I am building a site under IIS , For one part of it inside a subdirectory like \blog I turned it to a vitual directory .

the root folder has its own web.config and the blog sub Folder has its own .

in the root's web.config I used :

<pages theme="DefaultTheme">

and the sub folder seems to be affected by that , it causes an error telling I don't have this theme .

What is the solution ?

A: 

I have not been able to find a solution to this other than to move both applications into subfolders and ensure the parent folder has no Web.config.

Jay S
+3  A: 

Look into the:

<location> ... </location>

elements that can be loaded into the web.config.

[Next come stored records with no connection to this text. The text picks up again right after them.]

PR #1172, opened 2023-12-12
Enable tracing and include source for slow queries

ChrisLovering:


shtlrs (approved):

jchristgit (approved):
For the future: You probably want `str.casefold`

PR #1174, opened 2023-12-13
Migrate mailing lists to their own API endpoints

jchristgit:
Add a new model for the bot to store its mailing list state in, as opposed to the current JSON blob in the BotSetting table. Migrate the existing settings from the BotSetting table into the new model.


pydis_site/apps/api/migrations/0096_mailinglistseenitem_unique_list_and_hash.py
```diff
@@ -0,0 +1,17 @@
+# Generated by Django 5.0 on 2023-12-13 08:00
+
+from django.db import migrations, models
+
+
```
shtlrs: Wouldn't it be better to squash the schema migrations into one ?

pydis_site/apps/api/viewsets/bot/mailing_list.py
```diff
@@ -0,0 +1,85 @@
...
+
+    ### GET /bot/mailing-lists
+    Returns all the mailing lists and their seen items.
+
+    #### Response format
+    >>> [
+    ...     {
+    ...         'id': 1,
+    ...         'name': 'python-dev',
+    ...         'seen_items': [
```
shtlrs, line 28: Is there a reason why you're returning a list of objects instead of a list of the hashes directly ?

pydis_site/apps/api/viewsets/bot/mailing_list.py
```diff
@@ -0,0 +1,85 @@
...
+
+    lookup_field = 'name'
+    serializer_class = MailingListSerializer
+    queryset = MailingList.objects.prefetch_related('seen_items')
+
+    @action(detail=True, methods=["POST"],
+            name="Add a seen item for a mailing list", url_name='seen-items', url_path='seen-items')
+    def add_seen_item(self, request: Request, name: str) -> Response:
+        """Add a single seen item to the given mailing list."""
+        list_ = self.get_object()
```
shtlrs: We can void the unnecessary query by doing the `isinstance` check before fetching the object

shtlrs (changes requested):
Great changes ! 
This is just a code review for the timebeing, will test in a later instance.

pydis_site/apps/api/migrations/0096_mailinglistseenitem_unique_list_and_hash.py
jchristgit: I've squashed the final two, however for the previous migrations I've intentionally opted to keep them separate because one is an elidable data migration. I suggest once this and the alternate account PR is merged we make a "big squash"

pydis_site/apps/api/viewsets/bot/mailing_list.py
jchristgit: Yes. I was lazy :smiley:

I've changed and pushed this.

pydis_site/apps/api/viewsets/bot/mailing_list.py
jchristgit: Good idea, changed.

pydis_site/apps/api/migrations/0096_mailinglistseenitem_unique_list_and_hash.py
jchristgit: Hello. My lawyer has advised me to squash the migrations as you requested. This is now live.

shtlrs: Thanks !
Great lawyer btw, you should give him a raise.

pydis_site/apps/api/migrations/0094_migrate_mailing_listdata.py
```diff
@@ -0,0 +1,45 @@
...
+        (mailing_list, _created) = MailingList.objects.get_or_create(name=list_name)
+        MailingListSeenItem.objects.bulk_create(
+            MailingListSeenItem(list=mailing_list, hash=item_hash)
+            for item_hash in item_hashes
+        )
+
+    setting.delete()
+
+
+def do_nothing(*args, **kwargs):
```
shtlrs: The `reverse_code` param defaults to None, so no need to have the `do_nothing`  method def.

shtlrs (approved):
Works great, thanks !
I've marked this as do not merge untiil the bot pr is ready.

pydis_site/apps/api/migrations/0094_migrate_mailing_listdata.py
jchristgit: Oh, I actually left this in by accident. I had to add this to allow me to roll back the migration properly (if you don't specify the reverse, it will error out as being irreversible). I've removed it now for The Big Squash 2023

pydis_site/apps/api/viewsets/bot/mailing_list.py
```diff
@@ -0,0 +1,85 @@
...
+from rest_framework.mixins import ListModelMixin, RetrieveModelMixin
+from rest_framework.request import Request
+from rest_framework.response import Response
+from rest_framework.viewsets import GenericViewSet
+
+from pydis_site.apps.api.serializers import MailingListSerializer
+from pydis_site.apps.api.models import MailingList, MailingListSeenItem
+
+
+class MailingListViewSet(GenericViewSet, ListModelMixin, RetrieveModelMixin):
```
shtlrs: As I was making the bot side, I realised that the fact that we can't create mailing lists is an issue for the following reasons:
1. We don't have any migrations that create theses mailing lists, so if you delete a container that used to have th old table structure, you'll never end up with the target mailing lists.
2. We used to workaround this bot side thanks to the `sync_mailing_lists` method that creates the proper JSON that will be dumped in the db, this is no longer true
3. The bot will keep on getting `404` as it has as hardcoded mailing list that it tracks, so when it tries to post to site, it will complain saying it can't find such registered list.


We should use `ListCreateModelMixin` instead to allow the bot to create the mailing lists.

shtlrs (changes requested):

pydis_site/apps/api/viewsets/bot/mailing_list.py
jchristgit: Do you mean `CreateModelMixin`? I can't find anything about `ListCreateModelMixin`.

shtlrs: I always get confused, I was talking about the ApiView.

Yes you're right, it's the CreateModelMixin

jchristgit: Pushed this.

shtlrs (approved):
On The House

Xithrius:
Are we good to go on removing the do not merge label?

Xithrius (approved):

Not everything will work under it, but you might be able to override the subfolder to have no theme. Either that or maybe you can restrict the theme to only the top level folder with those tags?

Ian Jacobs
the answers all should be correct ,can you give me an example about the solution you told in this issuethanks
Sypress
http://diablopup.blogspot.com/2007/05/overriding-webconfig-using-tag.html is one good example that illustrates what I'm talking about.
Ian Jacobs
Wow, I did not know you could do that - cool.
Zhaph - Ben Duguid
Yeah you can do some nifty stuff. Not everything works though.
Ian Jacobs
It should be a good solution , I'll try it , Many thanks
Sypress
+3  A: 

Web.Config's can be nested, and so the pages element will affect all other applications below it in scope (for example, there is a web.config that sets up various defaults in the framework's config folder).

If you don't want the theme on the pages in your blog folder, have you tried setting the theme to an empty string in the sub web.config? This is a valid value for the attribute, and should override the one set in the parent.

Theming works by looking in the Themes folder under the application root - in this case, under the /blogs folder, and if it can't find one in there, it will throw this exception.

Zhaph - Ben Duguid
thanks , Ill try it , it should work
Sypress
+3  A: 

You want to add

<clear/>

to the subfolder's web.config. This will clear the parent configs values from whatever section you put clear into. For instance if you wanted to clear any connection strings from a parent config file you would do this:

<connectionStrings>
    <clear/>
    <!-- add new connection strings here -->
</connectionStrings>
Andrew Hare
Unfortunately It gave me errors that cant understand this clear element
Sypress
@Sypress: Did you have <clear/> **inside** the <connectionStrings> section? i initially, mistakenly, had it just before the opening **connectionStrings** element and i got the error "Unrecognized configuration section clear."